Myers-Evert Dawn K, Herrmann-Hoesing Lynn M
Washington State University, College of Veterinary Medicine, Pullman, WA 99164, USA.
J Virol Methods. 2006 Nov;137(2):339-42. doi: 10.1016/j.jviromet.2006.06.025. Epub 2006 Aug 1.
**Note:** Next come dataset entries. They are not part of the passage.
PR #3053, opened 2022-03-30
display TENANT_DEFAULT_LOGO on superTenant

mahdibenromdhane:


LucasBrazi06 (changes requested):
Check all the views in auth directory.
It's not only register and login I think.

mahdibenromdhane:
> Check all the views in auth directory. It's not only register and login I think.

Done

LucasBrazi06 (approved):
GUT Thanks !

PR #3063, opened 2022-04-06
Updating consumption chart to show updated legends on auto refresh.

RohanAntony:
Enable auto refresh on a charging session. Check if the state of any legend changed is maintained when chart gets refreshed.


ClaudeROSSI (approved):
tested and approved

A Western blot assay was developed and analyzed against the comparable standard, immunoprecipitation of (35)[S]-methionine/cysteine-labeled ovine progressive pneumonia virus (OPPV) proteins, for its ability to detect anti-OPPV antibodies using endpoint titers. Western blot analysis is 12-fold more sensitive in detecting endpoint anti-capsid antibody titers than IP, and the capsid is the B-cell immunodominant OPPV protein when utilizing Western blot analysis. Since the surface envelope glycoprotein is the B-cell immunodominant OPPV protein when utilizing immunoprecipitation, this suggests immunoprecipitation and Western blot analysis measure different types of antibody that are more specific for conformational and linear OPPV protein epitopes, respectively.
开发了一种蛋白质免疫印迹分析方法,并与可比标准品进行分析,即对用(35)[S]-甲硫氨酸/半胱氨酸标记的绵羊进行性肺炎病毒(OPPV)蛋白进行免疫沉淀,以检测其使用终点效价检测抗OPPV抗体的能力。蛋白质免疫印迹分析在检测终点抗衣壳抗体效价方面比免疫沉淀灵敏12倍,并且在使用蛋白质免疫印迹分析时,衣壳是B细胞免疫显性的OPPV蛋白。由于在使用免疫沉淀时,表面包膜糖蛋白是B细胞免疫显性的OPPV蛋白,这表明免疫沉淀和蛋白质免疫印迹分析分别测量了对构象性和线性OPPV蛋白表位更具特异性的不同类型抗体。